Bu gelişmelerden yerleşimcilerin memnun olacağı düşünülebilirdi ancak onlar kendi önerileri dinlenmediği, haritalandırmanın dışında bırakıldıkları için oldukça öfkeliler. Bir bölümü Yüzyılın Anlaşması'nın kendileri için kötü olduğunu düşünüyor ve Trump'ın aslında göründüğü gibi bir Yahudi dostu olmadığını dile getiriyorlar. Tepkilerinin asıl sebepleri ise yerleşimlerin genişlemesinin kısıtlanabileceği endişesi ve bir Filistin devletinin kurulmasını varoluşsal bir tehdit olarak görmeleri.

Koalisyon ortaklarına baktığımızda da bu konuda fikir ayrılıkları var. Netanyahu Batı Şeria'daki tüm Yahudi yerleşim birimlerinin İsrail egemenliği altına girmesini savunuyor. Savunma Bakanı Gantz, Dışişleri Bakanı Aşkenazi ise diyalogdan yana.

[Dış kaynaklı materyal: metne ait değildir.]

PR #363, opened 2026-08-15
feat(ingestion): make document ownership explicit and owner-aware

Destrayon:
Part of #351. First of two PRs for phase 3b. Plan: #362.

## What

Makes ingestion owner-aware, so a document can belong to a source rather than only to a container. Introduces `OwnerRef`, teaches `IngestionPipeline` to write `source_id`, and makes vector upserts demand an explicit owner.

Split out from the sync engine deliberately: these are two standalone bug fixes, and the 700-line `ConnectorWatcherService` rewrite deserves its own review rather than riding behind them.

## Why

Two bugs found while grounding the #362 plan, both of which would bite the moment sources are enumerated:

**1. Ingesting into a source was impossible.** `IngestionPipeline` set `documentEntity.ContainerId` unconditionally and never `SourceId`, so any source-owned document would have violated the `ck_documents_single_owner` CHECK constraint.

**2. Vectors could be written with no owner, silently.** `PgVectorStore` read an optional `containerId` from metadata and defaulted a missing or unparseable value to `Guid.Empty`:

```csharp
Guid containerId = Guid.Empty;
if (metadata.TryGetValue("containerId", out var containerIdStr))
    Guid.TryParse(containerIdStr, out containerId);
```

That is the worse of the two. The write succeeds, but every search path filters on `owner_id`, so a zero-owner vector matches nothing — the content is unreachable rather than visibly broken, and nothing surfaces an error.

## How

`OwnerRef(Guid Id, bool IsSource)` with `ForContainer` / `ForSource` factories, exposing `ContainerId` and `SourceId` that map exactly onto the two columns behind the CHECK constraint. Threading a bare `Guid` plus a boolean would have invited getting the pairing wrong at one call site out of several; one type makes it impossible.

`IngestionOptions` gains `Owner`, preferred over the existing `ContainerId` string, which stays so unrelated callers keep working.

Ownership is resolved **once, above the try block**, and every downstream write goes through it — the document row on both the create and reindex paths, the chunk's `OwnerId`, and the vector metadata key (now `ownerId`, not `containerId`). Above the try deliberately: the pipeline otherwise catches exceptions and records a "Failed" document, so validating inside would half-write a row for what is a programming error.

`PgVectorStore` now throws when `ownerId` is missing or unparseable, in both `UpsertAsync` and `UpsertBatchAsync`. Failing loudly at write time beats discovering it at search time.

## Testing

**1048 tests pass, 0 failures.** New coverage: `OwnerRef`'s mutual exclusivity, a source-owned document writing `source_id` with `container_id` null and `owner_id` matching, chunks carrying the source owner with no `Guid.Empty` present, and an ownerless call throwing rather than silently succeeding.

Eight existing `IngestionPipelineTests` broke because they relied on the old `Guid.Empty` fallback — they test pipeline mechanics like non-seekable streams and document-ID generation, not ownership, so they were **updated** with an explicit container owner rather than deleted. Unlike PR 3a, none of these scenarios became unreachable.

## Still to come in phase 3b

`SourceSyncService` replacing `ConnectorWatcherService` — the fix for external sources not syncing at all since #359. This PR is a prerequisite: the sync engine ingests with `OwnerRef.ForSource(...)`, which does not work until this lands.

## Summary by CodeRabbit

- **New Features**
  - Ingestion now supports ownership by either a container or a source.
  - Ownership information is preserved on ingested documents, chunks, and vector metadata.
  - Added sync results capturing updates, deletions, delta processing, resynchronization, and errors.

- **Bug Fixes**
  - Prevented ingestion without a valid owner.
  - Ensured source-owned content no longer falls back to an empty or incorrect container identifier.

### DIFF
--- a/src/Connapse.Core/Models/IngestionModels.cs
+++ b/src/Connapse.Core/Models/IngestionModels.cs
@@ -8,7 +8,15 @@ public record IngestionOptions(
     string? Path = null,
     ChunkingStrategy Strategy = ChunkingStrategy.Semantic,
     Dictionary<string, string>? Metadata = null,
-    int Generation = 0);
+    int Generation = 0)
+{
+    /// <summary>
+    /// Who will own the ingested document. Preferred over <see cref="ContainerId"/>, which
+    /// cannot express source ownership. When null, ContainerId is used and the owner is
+    /// taken to be a container.
+    /// </summary>
+    public OwnerRef? Owner { get; init; }
+}
 
 public record IngestionResult(
     string DocumentId,
--- a/src/Connapse.Core/Models/SyncModels.cs
+++ b/src/Connapse.Core/Models/SyncModels.cs
@@ -27,3 +27,22 @@ public record SourceSyncResult(
     bool UsedDeltaPath,
     bool RequiredResync,
     string? Error);
+
+/// <summary>
+/// Thrown when a reindex would move a document between ownership domains — source to
+/// container or the reverse. Distinct from ordinary ingestion failures because it must
+/// escape the catch-all that records a "Failed" document: a refused reindex is not the
+/// same as one that went wrong, and conflating them would leave the caller believing the
+/// work failed rather than that it was rejected.
+/// </summary>
+public class DocumentOwnershipChangedException(Guid documentId, OwnerRef existing, OwnerRef attempted)
+    : InvalidOperationException(
+        $"Document {documentId} is owned by {(existing.IsSource ? "source" : "container")} {existing.Id}; " +
+        $"refusing to reindex it as {(attempted.IsSource ? "source" : "container")} {attempted.Id}. " +
+        "Document ownership cannot change.")
+{
+    public Guid DocumentId { get; } = documentId;
+    public OwnerRef ExistingOwner { get; } = existing;
+    public OwnerRef AttemptedOwner { get; } = attempted;
+}
+
--- a/src/Connapse.Core/Models/SyncModels.cs
+++ b/src/Connapse.Core/Models/SyncModels.cs
@@ -1,0 +1,29 @@
+namespace Connapse.Core;
+
+/// <summary>
+/// Identifies who owns a document: a managed container or an external source. Exists so the
+/// ownership decision is made once, at the point the owner is known, rather than by threading
+/// a Guid and a boolean through every layer and hoping each call site pairs them correctly.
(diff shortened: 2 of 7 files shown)


Destrayon:
## Codex adversarial review

Verdict was **needs-attention** with one `[high]` finding. It was correct, it reproduced exactly as described, and verifying it exposed a second bug. Both fixed in 5fd9372.

### Reindex could silently transfer ownership — valid, fixed

> Reindexing a source-owned document with a container Owner or legacy ContainerId therefore clears SourceId and assigns ContainerId. Because exactly one owner remains populated, ck_documents_single_owner still passes, hiding the ownership transfer.

Exactly right, and the reason it is nasty is the second sentence: the CHECK constraint is satisfied either way, so the database cannot catch it. A source-owned document could be re-ingested under a container owner and cross an authorization boundary with nothing anywhere reporting a problem.

Reproduced with a test before fixing: ingest under a source, re-ingest the same `DocumentId` under a container owner, observe `source_id` cleared and `container_id` set.

Ownership is now immutable. Reindex loads the persisted owner and throws `DocumentOwnershipChangedException` on any mismatch, leaving both columns untouched.

**The exception type is load-bearing, not decoration.** The pipeline wraps everything in a catch-all that records a "Failed" document and returns zero chunks. A refused reindex is not a failed one — swallowing it would tell the caller the work went wrong rather than that it was rejected, and would leave the document's real owner looking broken. The catch-all rethrows this type specifically.

Getting that right took two attempts. Hoisting the check above the `try` also worked, but it moved the first `DbContext` touch outside the catch, which broke eight `IngestionPipelineTests` that use the InMemory provider and depend on its model-validation failure being caught. The dedicated exception keeps infrastructure failures catchable while letting ownership violations through.

### Second bug, found while verifying — fixed

`IngestByIdAsync` did `Guid.Parse(doc.ContainerId)`. `Document.ContainerId` is a string that is empty for source-owned documents, so reindex-by-id would have thrown a bare `FormatException` with nothing indicating why. It now fails with an actionable message noting that source documents are re-ingested through the sync engine.

This would have bitten immediately once PR 3b's sync engine started re-ingesting changed remote files.

## Testing

**1050 tests pass, 0 failures.** Two new: a rejected cross-domain reindex leaves both ownership columns unchanged, and a same-owner reindex — the normal re-sync case — still succeeds.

Etzion, Maale Adumim, Ariel gibi büyük yerleşim yerleri için onay verebiliriz deseler bile bu kararların uluslararası koordinasyonla, sorumlu bir şekilde yapılması gerektiğini belirtiyorlar. Ekonomi Bakanı Amir Peretz de ilhak kararının sorumsuz bir davranış olacağını niteliyor. Bölgesel bir barış süreci olmalı derken, tek taraflı adımlardan yana olmadığı belirtiyor. Özellikle Ürdün ve normalleşme yaşanan Körfez ülkeleriyle ilişkilerin bozulmasından çekiniliyor.

Filistin Yönetimi ABD ve İsrail ile olan güvenlik ilişkisini sonlandırdığını açıkladı. Tabii açıklamakla uygulamak daha farklı. Ayrıca İsrail'in kendi adlarına vergi toplamasına izin vermeyeceklerini açıkladılar. Abbas tüm bu olanlardan ABD yönetimini suçluyor. Bu sırada İsrail ordusu 1 Temmuz sonrası olabileceklere karşı önlemlerini arttırıyor.

ABD'ye baktığımızda da farklı sesler yükseliyor. Kushner gelişmelerden pek memnun değil ve Arap tepkisinden endişe ediyor. Biden ilhak barış umutlarını söndürür diyor. Bu bir barış planı, ilhak planı değil diyerek tepki verenler bir hayli fazla. Dışişleri Bakanı Mike Pompeo da ABD'nin İsrail'in ilhakını tanıyacağını ama İsrail'in bir Filistin Devleti kurulacağı şartını kabul etmesi gerektiğini hatırlatıyor.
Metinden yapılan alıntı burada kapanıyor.